Variable length data processing method of Python dataloader

Time:2021-6-11

This official document has made it clear how to customize dataset classes in Python and how to use dataloader to load data iteratively. I won’t go into details here.

Now the question is:Sometimes, especially for NLP tasks, the input data may not be of fixed length. For example, the length of multiple sentences will not be consistent. At this time, when using dataloader to load data, sentences of variable length will be randomly segmented, which is definitely not OK.
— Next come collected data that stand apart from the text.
PR #32979, opened 2023-09-11
docker: Add a `--php` option to `jetpack docker phpunit`

### LINKED ISSUE #32914: Docker Feature Request: Easy ability to change php versions for unit tests

anomiex:
Fixes #32914

## Proposed changes:

To make it easier to run tests locally with a specified version of PHP.

This turns out to be a bit more complex than it sounds, as we need to be able to install the necessary version of PHP inside the container and we need to make sure the correct versions of Composer deps (particularly phpunit) are installed too. And then use those rather than whatever is in the monorepo install.

### Other information:

## Jetpack product discussion

https://github.com/Automattic/jetpack/issues/32914
https://github.com/Automattic/jetpack/pull/32929#discussion_r1321337776

No

## Testing instructions:

* Temporarily change https://github.com/Automattic/jetpack/blob/197ba02d06a1ab3a2833f17dd2e5d38ba8474ce6/tools/docker/docker-compose.yml#L37 to refer to `ghcr.io/automattic/jetpack-wordpress-dev:pr-32979` and restart your docker env (`jetpack docker stop && jetpack docker up -d`).
* Then try `jetpack docker phpunit --php=7.0`, or `jetpack docker phpunit-crm --php=7.2`


ice9js (commented):
Overall, I'd say this looks solid for a first pass and would already be a huge improvement. In terms of fine tuning it, I see two opportunities, but we can work on those in separate PRs:

- How about only displaying the headers for PHP/Composer install unless `-v`/verbose mode is set, to make things a tiny bit cleaner? I'm also ok if we don't do this, since you'd only have to go through it once per container.
- Can we rely on PHPUnit's PHAR releases instead of having it as a composer dependency? I mean, I wouldn't mind keeping the latest in composer and having PHARs for the older versions but my concern is that'd create a conflict with the autoloader. The goal here would be to eliminate the need to mess with dependencies/composer for unit testing altogether.

Let me know what you think and I think we can start working on getting it merged :)

anomiex:
> * How about only displaying the headers for PHP/Composer install unless `-v`/verbose mode is set, to make things a tiny bit cleaner? I'm also ok if we don't do this, since you'd only have to go through it once per container.

That could turn out to be confusing, as phpunit also has a `-v` option.

> * Can we rely on PHPUnit's PHAR releases instead of having it as a composer dependency? I mean, I wouldn't mind keeping the latest in composer and having PHARs for the older versions but my concern is that'd create a conflict with the autoloader. The goal here would be to eliminate the need to mess with dependencies/composer for unit testing altogether.

If PHPUnit were the only thing, probably. Although it would be more complex as we'd need to figure out the appropriate PHPUnit version to download from the PHP version instead of letting Composer handle it.

But for Jetpack we also need to get an appropriate version of `johnkary/phpunit-speedtrap`, and at some point for CRM we might need to get an appropriate version of the codeception packages they use, etc.

And we also need to not break when the lock file contains too-new versions of changelogger's symfony deps even though they're almost certainly not used during the tests.

ice9js (approved):
As we already talked about, this seems to be installing dependencies separately for each PHP version so while we can't skip `composer install`, at least it should mess up the project dependencies too much once you're done testing.

Let's get this out :)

resolventIs to override the collate of dataloader_ fnThe specific methods are as follows:

#If each sample is:
sample = {
	#The ID of each word in a sentence
	'token_list' : [5, 2, 4, 1, 9, 8],
	#Results y
	'label' : 5,
}


#Rewrite collate_ FN function, whose input is the sample data of a batch
def collate_fn(batch):
	#Because token_ List is a variable length data, so you need to use a list to load the token of the batch_ list
  token_lists = [item['token_list'] for item in batch]
  
  #Each label is an int. we take out all the labels in the batch and reassemble them
  labels = [item['label'] for item in batch]
  #Converting labels to tensor
  labels = torch.Tensor(labels)
  return {
    'token_list': token_lists,
    'label': labels,
  }


#When using dataloader to load data, pay attention to collate_ The FN parameter passes in an overridden function
DataLoader(trainset, batch_size=4, shuffle=True, num_workers=4, collate_fn=collate_fn)

Using the above method, we can ensure that the dataloader can load a batch of data, and the loaded data is the rewritten collate_ FN function returns the dictionary.

The above pytorch dataloader variable length data processing method is the whole content shared by Xiaobian. I hope it can give you a reference, and I hope you can support developer more.